As for Sydney, the bone marrow aspirate yielded relatively good news. The marrow contained plenty of precursor neutrophil cells, so her body is definitely making them. Now, her body just has to overcome the antibody that's likely killing them off and allow those neutrophil-to-be cells to thrive and get her count back up to normal. She may need a G-CSF (Granulocyte - Colony Stimulating Factor) shot -- or a series of such shots -- to help her body do that. But her body may overcome it on its own and she won’t need the shot. In any event, her neutrophil count will have to be monitored for the foreseeable future, because until they watch her numbers for a while, they won’t know for sure whether her neutropenia is a chronic issue (cycling) or something short-term that cropped up because she’d had too many illnesses in a row.
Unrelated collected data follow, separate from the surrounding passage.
PR #13155, opened 2026-04-02
Fix workspace merge failure when stacks have adjacent edits

mtsgrd:
When two stacks each modify adjacent but non-overlapping lines in the
same file, git2 treats the adjacent hunks as conflicting. This caused
`update_uncommitted_changes` to fail with `MergeConflict (-24)` on any
mutation that recomputed the workspace tree (squash, reorder, etc.)
— even though the stacks don't actually conflict.

The workspace commit was already built using gix
(`remerged_workspace_tree_v2`), which resolves adjacent hunks cleanly,
so it was possible to reach a valid workspace state that then broke on
every subsequent operation.

**Fix**

Replace the git2 octopus merge in `merge_workspace` with the same
gix-based approach used for workspace commit creation:
`merge_options_fail_fast` + `has_unresolved_conflicts`. The function
now returns `gix::ObjectId`; callers in `integrate.rs` that pass the
result into git2 APIs convert with `.to_git2()`.

**Test**

Add a regression test that calls `merge_workspace` directly with two
stacks whose edits are adjacent from both sides (Stack A owns lines 1–5
and 11–15, Stack B owns lines 6–10). Verified the test fails with
`MergeConflict (-24)` under git2 and passes under gix.

### DIFF
--- a/crates/but-worktrees/src/integrate.rs
+++ b/crates/but-worktrees/src/integrate.rs
@@ -244,12 +244,13 @@ fn worktree_integration_inner(
     let wd_tree = repo.create_wd_tree(0)?;
 
     let working_dir_conflicts = {
+        let gix_repo = ctx.clone_repo_for_merging()?;
         let before_heads = stacks
             .iter()
             .map(|s| s.head_oid(ctx))
             .collect::<Result<Vec<_>>>()?;
         let before = WorkspaceState::create_from_heads(ctx, perm, &before_heads)?;
-        let before = merge_workspace(&*ctx.git2_repo.get()?, before)?;
+        let before = merge_workspace(&gix_repo, &before)?.to_git2();
         let mut after_heads = stacks
             .iter()
             .filter(|s| s.id != stack.id)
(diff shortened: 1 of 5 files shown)


mtsgrd:
@Byron this is different from the others but it has a similar consequence. In this screenshot there are two commits that touch Segment.svelte, they do not overlap, but have adjacent edits on lines 24:25.

As a result, any operation that recomputes the workspace commit failed, and knowing why takes knowledge of this bug. It took me a few minutes to find the culprit, even though I knew what to look for.

image

```
command: squash_commits
params: {"projectId":"L1VzZXJzL21hdHRpYXMvYy9naXRidXRsZXIvLmdpdA","stackId":"5323a6a0-fbcf-41ad-987e-9344d96a9a99","sourceCommitIds":["b8460f75257ee8dc5e5b9cf54caccf409892bc75"],"targetCommitId":"1ffae114a3d46b6e547c62b92a2e527a18829819"})

merge conflicts exist; class=Merge (22); code=MergeConflict (-24)
```

krlvi (approved):

Byron:
It's good to see that `gix` is actually fixing something merge-related this time 😅.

In the meantime, she will stay on an antibiotic until her count is up, since her immune system is still depressed and she is still very susceptible to viruses, bacteria and infections. My germophobe wife is in disinfecting overdrive, which isn’t the worst thing. After rolling my eyes at the way she dispenses hand sanitizer with a fire hose, I am now wholeheartedly on board with her overly cautious approach. I’ve never washed my hands so frequently in my life.

But the best thing that has come out of this – besides my cleaner hands – is perspective. I still don’t think I have it in me to handle something more serious than what Sydney’s faced. I pray I don’t have to find out. But I’ve seen the parents who do. I’ve seen the people who help them, from the MACC Fund and Children’s Hospital, in action. And I know, beyond a shadow of a doubt, that our kids are lucky to have those people on our side.